3. Consoante decidido pelo STF no RE nº 870.947 e pelo STJ no REsp nº 1.492.221, em se tratando de débito de natureza previdenciária, a correção monetária deve observar o INPC a partir de 04/2006 (início da vigência da Lei nº 11.430/06, que acrescentou o artigo 41-A à Lei n.º 8.213/91); os juros de mora, por sua vez, incidem à razão de 1% ao mês até 29/06/2009 e, a partir de então, pelos índices oficiais da caderneta de poupança (art. 1º-F da Lei nº 9.494/97, na redação dada pelo art. 5º da Lei nº 11.960/09).
4. Na hipótese de desprovimento do recurso interposto pela parte vencida contra sentença publicada sob a vigência do novo Código Processual Civil (Lei nº 13.105/2015), impõe-se a majoração da verba honorária fixada na origem, com base no art. 85, §11, desse diploma normativo.
(TRF4 5045885-80.2017.4.04.9999, QUINTA TURMA, Relator OSNI CARDOSO FILHO, juntado aos autos em 10/08/2018)
INTEIRO TEOR
Apelação/Remessa Necessária Nº 5045885-80.2017.4.04.9999/RS
RELATOR: Desembargador Federal OSNI CARDOSO FILHO
APELANTE: INSTITUTO NACIONAL DO SEGURO SOCIAL – INSS
APELADO: SELITA GOTZ (Sucessor)
APELADO: CARLOTA LAGEMANN GOTZ (Sucessão)

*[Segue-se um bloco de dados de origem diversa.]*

PR #10377, opened 2025-06-05
new: [Bookmarks] allow site admins to create global bookmarks

goodlandsecurity:
#### What does it do?

This PR allows site admins to create global bookmarks (exposed to all users on an instance). This feature will be especially beneficial in community instances, allowing site admins to share bookmarks for search queries to view intel specific to an industry, threat actor, threat type, etc. while not requiring the end user to need to create their own.

#### Questions

### DIFF
--- a/app/Controller/BookmarksController.php
+++ b/app/Controller/BookmarksController.php
@@ -37,9 +37,14 @@ class BookmarksController extends AppController
                 $conditions = [
                     'OR' => [
                         'Bookmark.user_id' => $this->Auth->user()['id'],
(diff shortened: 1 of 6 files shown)


iglocska:
That would indeed be handy, but it is a bit dangerous as it is - could you modify it so that only site admins can add global bookmarks? Also, could you add a new db upgrade script to accomodate for the new field? Have a look at for example update 138, just search AppModel.php for 138 to see what was added to make it work. 

Thanks for the PR and sorry that it took this long to respond.

PR #10398, opened 2025-06-19
Add feed from phish.co.za (Phishing.Database) - 2.4

cudeso:
#### What does it do?

Add feed from phish.co.za (Phishing.Database) - 2.4

#### Questions


adulau:
Thank you!

PR #10400, opened 2025-06-20
Migrate GitHub Actions workflow to Forgejo Actions (reupload)

ThomasLcr:
This PR allows to run current MISP workflow on a forgejo instance.


adulau:
Awesome thank you!

PR #10409, opened 2025-06-30
fix: [EventReport] allow rendering of mermaid.js diagrams with arrows

Wachizungu:
#### What does it do?

Fixes the mermaid rendering of diagrams using arrows (e.g. --> or <-->) in event reports.

The XSS for which this partialEscapeHtml was introduced, is only in the error message rendering I believe. The rest should already be fine (famous last words), as mermaid uses DOMPurify.

Of course, review by you true pros is appreciated.

#### Questions


iglocska:
Thanks a lot!

Issue #10426, opened 2025-07-19
Bug: ssdeep failure on pristine Ubuntu 22.04 server


SteveClement:
### Actual behavior

```
checking for ssdeep... configure: error: "Could not find 'libfuzzy.so'. Try specifying the path to the ssdeep build directory."
[ERROR] Jakub Onderka's PHP8 SSDEEP extension compilation and installation failed. Please check /var/log/misp_install.log for more details.
```

### Expected behavior

It should just install.

### Steps to reproduce

Vanilla install with official 24.04 installer script.

Potential fix: sudo apt install libfuzzy-dev

### Version

2.5

### Operating System

Ubuntu

### Operating System version

22..04

### PHP version

8.3

### Relevant log output

```shell
checking for ssdeep... configure: error: "Could not find 'libfuzzy.so'. Try specifying the path to the ssdeep build directory."
[ERROR] Jakub Onderka's PHP8 SSDEEP extension compilation and installation failed. Please check /var/log/misp_install.log for more details.
```

### Code of Conduct

- [ ] I agree to follow this project's Code of Conduct

SteveClement:
Installing libfuzzy-dev does not solve the issue.

SteveClement:
Resuming installer after flipping back to no ssdeep works to get a fully functional MISP install.

SteveClement:
Relevant lines in installer: https://github.com/MISP/MISP/blob/caf8524f8a98cf2058d607c5091ac267999e25f3/INSTALL/INSTALL.ubuntu2404.sh#L251C1-L260C3

SteveClement:
Quick fix would be: ln -s /usr/lib/x86_64-linux-gnu/libfuzzy.so /usr/lib/libfuzzy.so

SteveClement:
> Quick fix would be: ln -s /usr/lib/x86_64-linux-gnu/libfuzzy.so /usr/lib/libfuzzy.so

This has been implemented in the debian installer. Closing this issue as it is fixed for me.

PR #10428, opened 2025-07-19
fix: [ssdeep] Fixes issue #10426 of pecl ssdeep not compiling

SteveClement:
Fixes issue #10426 now ssdeep pecl will now compile and install.


adulau:
Thank you!

PR #10523, opened 2025-10-18
Action modules to add tags based on MMDB and vulnerability information

cudeso:
#### What does it do?

Two workflow action modules.
- Module_tag_country_asn_from_enrichment
  -  Add the **country**, **country code**, **ASN** number and **ASN organisation** based on the enrichment module. A variant of the existing `Module_assign_country_from_enrichment`, but with ASN information and it uses tags
- Module_tag_cve_from_enrichment
  - Add the CVSS score, risk level and vulnerability summery (as comment) to an attribute. This module does not use the cve enrichment module, but queries `cvepremium.circl.lu` directly. The cve enrichment module did not return all results, hence the direct calls.

#### Questions


mokaddem (commented):
Few unstructured notes. Will come back with more details later on:
### 1.
Whenever you modify data, you have to update the roaming data as well, so that later modules see the modified data. Check this for tags: https://github.com/MISP/MISP/blob/ef7d7dde1074e74f3e43b1b513aa015a581896b4/app/Model/WorkflowModules/action/Module_tag_operation.php#L140-L147 and this for modifying attributes: https://github.com/MISP/MISP/blob/ef7d7dde1074e74f3e43b1b513aa015a581896b4/app/Model/WorkflowModules/action/Module_attribute_ids_flag_operation.php#L4

### 2.
Not sure how long cvepremium will be maintain. Using vulnerability-lookup instead is preferable. Anyway, that's for the future, we could merge it.

### 3.
TODO for myself (could be a bug in the `TagOperation` module), doing modification on local tags should not "touch" the attributes. Only global tag operations should bump the timestamp.

### 4.
https://github.com/MISP/MISP/pull/10523/files#diff-a56abc4d290a53cedca5d5abc4dcec045e908d9c58538cf6a96a9f3b93d677efR92
Maybe use the `JsonTool:decode` function for error catching?

cudeso:
Thanks. Will look into 1/ & 4/ soon and update the PR.

cudeso:
@mokaddem  Thank you for the suggestions to update the PR. 

I addressed 1 and 2, please let me know if anything should be coded differently.

For the tags I had to execute `$this->_buildFastLookupForRoamingData($roamingData->getData())` prior and post the update. Otherwise I triggered an error where it could not find the ID of the attribute in the `_addTag` call.
Also copied the private function `genTagObjectsFromTagNames` from Module_tag_operation.

adulau:
Thanks a lot for the contribution!

PR #10524, opened 2025-10-21
Correlation - fix ipv4-mapped ipv6 address handling

sid1033224:
#### What does it do?

Correlations break when encountering an ipv4-mapped ipv6 address of the form `::ffff::a.b.c.d/ZZ` since the test simply checks for the presence or absence of `.` characters, leading to an ipv6 address with an embedded ipv4 address being mishandled as an ipv4 address.  

This culminates in an exception when trying to shift left by a negative number (since these CIDRs typically have prefix lengths of 96 or greater, and the netmask handling code assumes 32 or less.)  Ultimately, this behaviour leads to the inability to add `ip-addr` attributes to any event.

#### Questions


iglocska:
Thanks a lot, sorry for missing this earlier!

PR #10534, opened 2025-11-03
Improved the accessibility of the server settings screens

obert01:
On each setting row, I have added a pure ARIA button (invisible), that switch the cell to edit mode when activating. This avoid having to move the mouse cursor and double-click, which is challenging for screen reader users. 

The behavior for "normal" users should remain unchanged.


iglocska:
As always, much appreciated @obert01 !

PR #10550, opened 2025-11-25
fix: [UI] Return and use updated last_login time, opposed to 2nd last_login

### LINKED ISSUE #10487: Bug: Last login shows wrong date/time in user interface
### Actual behavior

The last login in the user interface when logging in shows the next to last login, rather than the actual last login.

### Expected behavior

The last login in the user interface when logging should show the actual last login date and time.

### Steps to reproduce

Login, note the time and date. Logout, then login again and note the date and time from the last login.

### Version

2.5.6 and 2.5.18

### Operating System

Debian, RHEL

### Operating System version

bookworm

### PHP version

8.x

### Browser

Firefox

### Browser version

Latest

### Relevant log output

```shell

```

### Extra attachments

_No response_

### Code of Conduct

tomking2:
#### What does it do?

Fixes #10487. Code was not actually using the last_login updated by `updateLoginTimes` (the old current_login). Instead, it was using the previous value, meaning the last_login was 1 behind the true value.

Simply leveraging the return from updateLoginTimes to update the user to show the correct date.

#### Questions

### DIFF
--- a/app/Controller/UsersController.php
+++ b/app/Controller/UsersController.php
@@ -1290,7 +1290,7 @@ class UsersController extends AppController
         if (empty($authUser['disabled'])) {
             $this->User->extralog($authUser, "login");
         }
-        
+
         $this->User->Behaviors->disable('SysLogLogable.SysLogLogable');
         $user = $this->User->find('first', array(
             'conditions' => array(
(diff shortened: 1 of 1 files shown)


iglocska:
Thanks a lot!

PR #10568, opened 2025-12-10
fix: [doc:OpenAPI] align sharing group blueprint add sharing_group_id…

Wachizungu:
… definition

#### What does it do?

As proposed in dev chat.

#### Questions


iglocska:
Thank you, sir!

PR #10575, opened 2025-12-15
Somes fixes for the Regexp page

ThomasLcr:
## Fix in View

Apply a fix on top of the existing PR
[https://github.com/MISP/MISP/pull/10572](https://github.com/MISP/MISP/pull/10572)

---

## Fix in Controller

Prevent accidental deletion of `Regexp` entries when their type is set to **`All`** during edition.

### Previous behavior

1. Create a new `Regexp` with the type set to **All**
2. Edit this `Regexp` without changing any field
3. Save the form
4. The `Regexp` entry is deleted from the database

This happened because the cleanup logic removed all similar entries after the new `All` entry was created, including the newly created one.

---

### Current behavior

1. Create a new `Regexp` with the type set to **All**
2. Edit this `Regexp` without changing any field
3. Save the form
4. The `Regexp` entry remains correctly stored in the database

NB: The edit operation still follows the existing *delete + recreate* logic, and this behavior has not been modified.

### DIFF
--- a/app/Controller/RegexpController.php
+++ b/app/Controller/RegexpController.php
@@ -72,10 +72,13 @@ class RegexpController extends AppController
             unset($this->request->data['Regexp']['id']);
             // If 'all' is set, it overrides all other type settings. Create an attribute with the "all" setting and save it. Also, delete the original(s)
             if ($this->request->data['Regexp']['all'] == 1) {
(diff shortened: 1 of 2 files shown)


iglocska:
Thanks a lot!

PR #10576, opened 2025-12-15
Migration for Object Template

ThomasLcr:
Other migrations using the index table factory.


iglocska:
Lovely, thanks a lot!

Issue #10580, opened 2025-12-16
Enhancement: Add Object -> open Search directly (skip the dropdown menu(s))


pettai:
### Is your feature request related to a problem? Please describe.

Since you're pushing for add Object over Attributes, the workflow for Objects needs to be improved!

Add Object defaults the user to the less helpful 2x of drop-down Object scope menu(s), a workflow which is cumbersome and slow (compared to add an Attribute workflow, for instance).

### Describe the solution you'd like

One fix could be that the Add Object jumps to the "search bar" directly in the All Object scope.
This could be enable by a configuration knob if the old behavior can't be changed by default)

### Describe alternatives you've considered

Bonus 1: Display the 5 most commonly used objects as fast-dial buttons

### Additional context

Bonus 2: this behavior applies to other "adds", like Add Tags, so it could be adopted there too

### Code of Conduct

- [x] I agree to follow this project's Code of Conduct

pettai:
Hey @adulau, @mokaddem do you mind looking at my minimalistic solution to this, PR here #10585

Wachizungu:
Hello, I see the associated PR was merged. Does that mean this issue can be closed?

pettai:
Yes, thanks for notifying

PR #10585, opened 2025-12-18
Add Object faster workflow

pettai:
#### What does it do?

Addresses Issue https://github.com/MISP/MISP/issues/10580 

I makes the Add Object jump into the search bar directly, so the user don't have to click several times, first to select ("meta")category of templates (or All Object, which I think most users uses anyway) and another click to open the search for template to select. 

#### Questions


pettai:
I now see that commit https://github.com/MISP/MISP/pull/10585/commits/69e8c704d52cf3914ce38b64a5127e9ec616e3e5 isn't optimal, since it actually allowed for multiple choices, which is wrong in this case.

iglocska:
Thanks a lot!

Issue #10583, opened 2025-12-18
Bug: Workflow Logic Module “IF :: Threat Level”: select default must be option key (ID), not label, as the label default breaks UI preselection + runtime type consistency


mzeeb:
### Actual behavior

In the workflow logic module “IF :: Threat Level”, the Threat Level parameter is a select built from the threat level mapping:
	•	1 = High
	•	2 = Medium
	•	3 = Low
	•	4 = Undefined

If the parameter default is set to the label (e.g. "Low"), the builder and runtime behave inconsistently:
	1.	The workflow builder dropdown preselects the wrong entry (shows High).
	2.	If the dropdown is not touched, runtime receives "Low" (string) instead of 3 (int).
	3.	If the user changes the dropdown, runtime then receives the correct numeric key.

### **Default is label (bad)**

```php
        $this->params = [
            [
                'id' => 'condition',
                'label' => 'Condition',
                'type' => 'select',
                'default' => 'equals',
                'options' => $this->operators,
            ],
            [
                'id' => 'threatlevel',
                'label' => 'Threat Level',
                'type' => 'select',
		'default' => 'Low', // <---- Here is the wrong value
                'options' => $this->threatlevels_mapping,
                'placeholder' => __('Pick a threat level'),
            ],
        ];
```

- UI preselects **High**
    
- runtime value is "Low" (string) if untouched
    
- runtime value becomes 3 (int) only after changing dropdown

### Expected behavior

For type: select, the parameter default should be the **option key**.

The UI should preselect the corresponding label, and runtime should always receive the key.

If the default is set to the numeric key (3), both UI preselection and runtime behavior are correct and consistent.
  

### **Default key**

```php
        $this->params = [
            [
                'id' => 'condition',
                'label' => 'Condition',
                'type' => 'select',
                'default' => 'equals',
                'options' => $this->operators,
            ],
            [
                'id' => 'threatlevel',
                'label' => 'Threat Level',
                'type' => 'select',
		'default' => 3, // <---- Here is the fixed value
                'options' => $this->threatlevels_mapping,
                'placeholder' => __('Pick a threat level'),
            ],
        ];
```

- UI preselects **Low**
    
- default runtime value is 3 (int), independent of UI interaction

### Steps to reproduce

Reproduction steps
	1.	Add IF :: Threat Level node to a workflow
	2.	Open workflow builder → dropdown preselects High
	3.	Save without changing dropdown and execute → runtime receives "Low" (string)
[...]

PR #10587, opened 2025-12-18
fixed workflow logic

Adeosunomoshalewa:
#10583
Fixed  Workflow Logic Module for the  “IF :: Threat Level
#10583


adulau:
Should be fixed in develop branch. Thanks again for the reported issue.

Issue #10578, opened 2025-12-16
Bug: Not simple to find the correct object template 


pettai:
### Actual behavior

After attending many MISP trainings, this question always comes up:

"How do report an ActiveDirectory Username?"

There is no attribute for AD account name, nor an easy way of finding a fitting object for this...

### Expected behavior

We'd like to see an "ad-username" or "(ms-)username" (or similarly named) attribute, so it's easy for the MISP users to find.
This new attribute could also be included in an object with more metadata about the account.

### Steps to reproduce

Add Attribute -> Search for "user" yields user-agent, target-user, github-user

### Version

2.5.x

### Operating System

Ubuntu

### Operating System version

22.04

### PHP version

8.x

### Browser

Firefox

### Browser version

latest

### Relevant log output

```shell

```

### Code of Conduct

- [x] I agree to follow this project's Code of Conduct

adulau:
The object for AD is usually https://www.misp-project.org/objects.html#_user_account and where there is a set of `account-type` . If you see something to update in the object, let us know.

pettai:
Thanks for looking at this issue 👍 

Since you point at an object, and you what users of MISP to find/use that object conveniently, then I suggest this:
https://github.com/MISP/MISP/issues/10580.

Currently, Attributes are much simpler to add since it's current workflow is simpler much faster.

pettai:
Btw. This PR is also touching the subject of how unhelpful it is to find the correct object template:
https://github.com/MISP/MISP/issues/9821 (although, it's about coin-address vs cryptocurrency)

pettai:
> The object for AD is usually https://www.misp-project.org/objects.html#_user_account and where there is a set of `account-type` . If you see something to update in the object, let us know.

The only thing that I don't like about it (makes it harder to find) is the category in which it's placed "ftm". 
It's not optimal to search for a sysadmin object in the "follow the money" category ...

adulau:
It's in `misc` category https://github.com/MISP/misp-objects/blob/main/objects/user-account/definition.json

I can change it if you want.

pettai:
No need to change the category, I don't think it would help.

An issue in the GUI is the sorting/displaying of the search results, and it's also a bit confusing that the objects have the same name except for letters in caps and a dash

[...]

PR #10588, opened 2025-12-19
Enhanced sorting in generic_picker.ctp

pettai:
Adds better sorting, so the most relevant item ends up at the top of the list.

#### What does it do?

Sorts based on the search string and puts items that starts with the search string on top (instead of sorting the items in alphabetical order)

Example: using Add Object, and searching for the an object template. Typing in "user" in the search field, will sort and highlight "user-account" at the top 
The current behavior puts "ftm-UserAccount" at the top, then "github-user", etc. 

Fixes Issue described in https://github.com/MISP/MISP/issues/10578

#### Questions


iglocska:
That's a good idea, thanks!

PR #10590, opened 2025-12-19
Server views migration

ThomasLcr:
## Migration of all Server views

- Index [done] 
- Preview index [done]

Screenshot from 2025-12-22 14-51-47


iglocska:
I've just had a check and it produces a bunch of notice errors, make sure you have debug enabled when testing it (also seeing it in org fields):

image



Besides that the pagination/sorting seems to be broken:

image

ThomasLcr:
Thanks for the feedback. Indeed, I forgot to test the pagination and debug mode.

iglocska:
Confirmed, much appreciated!

PR #10780, opened 2026-05-17
[doc] Fix default release to 2.5

frbayart:
#### What does it do?

Fix the default release to 2.5

#### Questions


adulau:
Thank you!

PR #10783, opened 2026-05-19
fix: [Feed] correct typos in __filterEventsIndex condition

Wachizungu:
#### What does it do?

Untested fix.
Suppose it should make the NOT filtering based on creator org work.

#### Questions


iglocska:
Oh ffs, nice catch.

PR #10788, opened 2026-05-22
[Security] Enforce strict URL schemes in TaxiiServersController

skraft9:
#### What does it do?

This PR improves input validation and connection handling for the `discovery_url` parameter in `TaxiiServersController::getRoot`. 

Previously, the endpoint lacked strict protocol validation, which could allow malformed URIs to be passed to `HttpSocket`. Additionally, raw socket exceptions were returned directly in the UI, leading to verbose error states when connections failed.

**Changes:**
- Added regex enforcement to ensure only `http://` and `https://` schemes are processed.
- Implemented network boundaries to prevent the socket from attempting routing to loopback (`127.0.0.0/8`) and cloud metadata endpoints (`169.254.169.254`).
- Standardized the error response block to log the detailed network error internally while returning a clean, generic message to the user, preventing verbose socket states from leaking into the UI.

#### Questions

### DIFF
--- a/app/Controller/TaxiiServersController.php
+++ b/app/Controller/TaxiiServersController.php
@@ -5,7 +5,6 @@ class TaxiiServersController extends AppController
 {
     public $components = array('Session', 'RequestHandler');
 
-
     public function beforeFilter()
     {
         // No need for CSRF tokens for a search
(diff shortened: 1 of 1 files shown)


skraft9:
- Verified patch will return a consistent error message, regardless if the destination host/service is unreachable. 
- Verified restrictions are effective when attempting to connect to localhost.

Screenshot 2026-05-22 133225

iglocska:
Thanks a lot, I dig it!

PR #10789, opened 2026-05-24
Fix Taxii Server view Collections UI element

lilithlarose:
#### What does it do?

Currently there is a bug in Taxii Server view, selecting collections triggers a malformed request i.e. https://[baseurl]https//[baseurl]/taxii_servers/collectionsIndex/[id]

This PR changes this request to return in the correct format i.e. https://baseurl]/taxii_servers/collectionsIndex/[id] in this view by removing a baseurl prepend in the component definition as this is currently handled in the base Accordion component.

#### Questions

### DIFF
--- a/app/View/TaxiiServers/view.ctp
+++ b/app/View/TaxiiServers/view.ctp
@@ -61,13 +61,13 @@ echo $this->element(
         ],
         'children' => [
             [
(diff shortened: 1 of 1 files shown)


iglocska:
Thanks a lot, merged into develop!

PR #10792, opened 2026-05-26
[Security] Prevent deletion 500 error caused by 4-byte UTF-8 characters

skraft9:
#### What does it do?

This PR improves the stability of the event deletion process by ensuring better handling of multi-byte character encoding between different database tables.

**Technical Details:**
In some environments, a mismatch can occur between the character encoding supported by the primary `events` table and the `event_blocklists` metadata table. Specifically, when deleting an event that contains 4-byte UTF-8 characters (such as certain emojis or mathematical symbols), the transition to the blocklist logic can trigger a database-level exception if the target table is using a 3-byte configuration.

Because this exception occurs during the `beforeDelete` lifecycle hook, it interrupts the transaction, resulting in a 500 error and preventing the event from being removed through the standard interface.

**The Fix:**
Added a sanitization step to the `beforeDelete` function in `app/Model/Event.php` to filter character sequences that exceed the 3-byte limit before metadata is processed for blocklisting. This ensures that the deletion process remains functional and robust across various database configurations and legacy environments.

#### Questions

* [ ] Does it require a DB change? **No**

APELADO: NOILI INES GOTZ (Sucessor)
APELADO: RUBEM ALCEU GOTZ (Sucessor)
APELADO: EDY DREXLER (Sucessor)
APELADO: ROSELI SALETE GOTZ (Sucessor)
RELATÓRIO
Trata-se de ação ordinária em que a autora postula a concessão de pensão em decorrência do falecimento de seu esposo em 14/04/1990, aposentado como trabalhador rural. O pleito foi negado administrativamente sob a alegação de vedação de acumulação do benefício com a aposentadoria urbana por ela percebida.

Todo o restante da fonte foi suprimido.